Actually most of the voyages to India in old times.. Columbus included, were for spices. I am surprised why they wanted spices when Europeans use it so little.
Nadia 21
India has its own unique dishes such as Vindaloo and Butter Chicken or Mango Chicken and Iddly Dhoosa
that is all indian food
ahem...
there is no dish known as vindaloo in India. Well not originally. It is term coined in britain in the 60's when you people wanted to know what to call hot curries. To the indians vindaloo seemed the closes approximation to garam or mircheela.
So in reality any vindaloo dish you might ever see is a dish created in UK so is in reality an ENGLISH dish.
there ;-)
Ive eaten biryani on a leaf. The best part of it is that all the oil and grease is on the leaf so you can eat the leaf also
http://www.pak.org/gupshup/biggrin.gif
.
This is mostly like how Italian pasta is actually Chinese. I’ve eaten south indian food at one of my Madras friends. It tastes horrible. Except for the chicken and rice. It was mostly vegetarian stuff which I loathe.
You can hate me now…
But I won’t stop now…
In UK, 95% of Indian restaurants are actually being owned by Bengalis, so now Bengalis are cooking the punajbi food, and selling them as Indian dishes. But the problem is Once Pakistan and Bengladesh were the parts of india and unfortunately some narrow minded people still dont want to introduce their identity but I dont blame Bengalis, because the food they are selling is not their food they are just cooking it and selling it with a name they themselves are not sure of.
You know Biryani on a leaf rather sounds quite exotic. I'll love to try it sometime.
hmmmm biryani on a leaf.
for exotic food try my haleem on a pillow :>
ah brought this back up. i'm just wondering what % of indians in india r veggies. how often meat is eaten etc. from what i can gather talking to my mother and reading stuff most north indian vaishyas and all brahmins cept kashmiris, bengalis, and maybe some others are veg. jains are vegan. so that right there might only be around 10% of the population. my mother said most of the sikhs they have met r veg. this sounds a bit fishy. most gujus and rajasthanis r veg also and a lot of southies r veg. so from this info what i gathered is about 20-35% of pop is veg.
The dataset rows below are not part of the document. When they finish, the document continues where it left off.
PR #599, opened 2021-07-09
rpm_ostree/deploy: block on driver registration

kelvinfan001:
Do not send a reply to the `update_agent` actor until the
`rpm_ostree` actor has successfully registered as driver. This
effectively blocks Zincati initialization on driver registration.
We consider failures to register as driver as transient failures,
so the `rpm_ostree` actor will keep retrying forever.

### DIFF
--- a/src/rpm_ostree/cli_deploy.rs
+++ b/src/rpm_ostree/cli_deploy.rs
@@ -4,6 +4,7 @@
 use super::Release;
 use anyhow::{bail, Context, Result};
 use prometheus::IntCounter;
+use std::time::Duration;
 
 const DRIVER_NAME: &str = "Zincati";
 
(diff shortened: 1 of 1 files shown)


src/rpm_ostree/cli_deploy.rs
```diff
@@ -31,20 +36,54 @@ pub fn deploy_locked(release: Release, allow_downgrade: bool) -> Result<Release>
...
-    invoke_cli_register()?;
+    let mut register_attempt = invoke_cli_register();
+    let mut retry_secs = 1;
+    while let Err(attempt) = register_attempt {
+        REGISTER_DRIVER_FAILURES.inc();
+        log::error!(
+            "{}\nretrying in {} second{}",
+            attempt,
+            retry_secs,
+            if retry_secs > 1 { "s" } else { "" }
```
cgwalters, line 50: I usually try to avoid doing English-specific tweaks like this; the simplest here is probably to do: `"retrying in {:?}", Duration::from_secs(retry_secs)` or so (which will print e.g. `5s` and `1s` etc.).

But once you do that it probably makes sense to have `retry_secs` just be an instance of `Duration` (note that it implements the `Add` and `Mul` traits).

How correct is this?
[quote]
Originally posted by vivek:
ah brought this back up. i'm just wondering what % of indians in india r veggies. how often meat is eaten etc. from what i can gather talking to my mother and reading stuff most north indian vaishyas and all brahmins cept kashmiris, bengalis, and maybe some others are veg. jains are vegan. so that right there might only be around 10% of the population. my mother said most of the sikhs they have met r veg. this sounds a bit fishy. most gujus and rajasthanis r veg also and a lot of southies r veg. so from this info what i gathered is about 20-35% of pop is veg. How correct is this?
[/quote]
First the other day Indian was complaining about Pakistani opening restaurants & naming it Indian Restaurant.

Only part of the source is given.